The Obama administration cannot legally offer federal subsidies to help people buy insurance on federally run health insurance exchanges, legal experts and Congressional Republicans argued Wednesday, potentially threatening the central feature of Obamacare.
Obamacare mandates that each state have a health insurance exchange where people can buy insurance, and the federal government is providing subsidies to help qualifying people buy health insurance on these exchanges.
The law says that the government can provide subsidies for insurance sold on an "Exchange established by the state." Thirty-four states have refused to set up their own exchanges, leaving the federal government set them instead.
The Obama administration has interpreted the law to allow them to offer subsidies to people buying insurance on exchanges run by the federal government as well as the state governments.
Both legal experts and Republicans on the health care subcommittee of the House Oversight Committee contended that the administration’s implementation of the subsidy provision is beyond the scope of the law and Congress’s intent.

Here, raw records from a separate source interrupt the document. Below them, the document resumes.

PR #9528, opened 2023-08-28
CI: Suppress and fix majority of macOS-specific warnings

PatTheMav:
### Description
Either suppresses or fixes a majority of warnings currently emitted by macOS builds.

### Motivation and Context
After reviewing the warnings currently emitted by macOS builds, a majority of them falls into these categories:

* Integer truncation: `libobs` uses 64-bit integers internally which are (with a few exceptions) stored in 16-bit integers. Given that most values used by code should fit within that smaller type, the truncation is possible, but improbable and even if it occurs should not lead to runtime issues.
* Outdated or abandoned vendored dependencies: Maintainers are aware of the status of these dependencies, with plans to either remove or replace them in due time. The warnings have been acknowledged and can thus be silenced.

Given the widespread occurrence of the warnings, it was not feasible to silence them specifically on each occasion (while leaving the warning overall intact for new code), which is unfortunate but the most pragmatic choice right now.

Warnings for macOS-specific code have been fixed instead (e.g. by using explicit casts).

### How Has This Been Tested?
Code successfully compiled and ran on macOS 13.4.

### Types of changes

### Checklist:

### DIFF
--- a/deps/json11/CMakeLists.txt
+++ b/deps/json11/CMakeLists.txt
@@ -4,5 +4,6 @@ add_library(json11 INTERFACE)
 add_library(OBS::json11 ALIAS json11)
 
 target_include_directories(json11 INTERFACE "${CMAKE_CURRENT_SOURCE_DIR}")
+target_compile_options(json11 INTERFACE $<$<COMPILE_LANG_AND_ID:CXX,AppleClang,Clang>:-Wno-unqualified-std-cast-call>)
 
 target_sources(json11 INTERFACE json11.cpp json11.hpp)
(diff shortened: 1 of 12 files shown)


RytoEX:
Looks okay at a glance. Does any of this need mirrored in the old CMake paths to keep them relatively in sync?

PatTheMav:
macOS has no old CMake paths since 29.1 anymore and the CMake changes only affect Clang and AppleClang.

gxalpha (approved):
Looks reasonable.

"At issue today is an example of the administration rewriting the law to meet political objectives," said subcommittee chairman James Lankford (R., Okla.).
Congress originally limited the subsidy only to state-created exchanges to induce the states to set up their own exchanges, argued Jonathan Adler, a law professor at Case Western Reserve University.
Oklahoma Attorney General Scott Pruitt agreed with Adler.
"When Congress passed the health care act, they presented states a choice," Pruitt told the congressmen. "That choice was to establish a state health care exchange or to opt for a federal exchange. The ACA included with that choice a set of consequences and benefits."
If states opted to create an exchange themselves, then their citizens would receive federal subsidies to buy insurance on the exchange, but employers would also be subject to fines for not offering affordable health insurance, Pruitt argued. However, if they opted against the exchange, they would not receive subsidies and employers would not be subject to fines.
Pruitt has launched a lawsuit against the administration arguing that they do not have the power to offer the subsidies on federally run exchanges. Experts predict that Oklahoma’s lawsuit, if successful, could fatally cripple the law.
The administration argued that the law permits its interpretation.
"Treasury and IRS believe that the final regulations interpret the statutory language in a manner that is appropriate to its context and consistent with the purpose and structure of the statute as a whole," said Emily McMahon, deputy assistant secretary for tax policy at the Treasury Department.
Simon Lazarus, a legal expert at the Constitutional Accountability Center, argued that other parts of the law clarify that federally run exchanges count as state exchanges for the purposes of the subsidy.
Lazarus also argued that the administration’s interpretation fits with the intent of the rest of the bill, which was to increase enrollment in health insurance.
Lazarus called the idea that the law’s crafters would create part of the bill so that it would fail if states did not comply "so absurd that I can’t imagine why any judge would spend three minutes with it."
Adler countered that the bill contained precisely this "sabotage" trigger with Medicaid, by stripping all Medicaid money from the states if they did not agree to expand the program. The Supreme Court subsequently struck this provision down, saying it was too coercive.
Subcommittee ranking member Jackie Speier (D., Calif.) objected to the idea that people could have different access to federal programs in different states, based on what the state leaders decide.
"While I do represent a district in California, I also feel an obligation towards all the people in the United States of America, and that’s the way I look at this legislation," Speier said.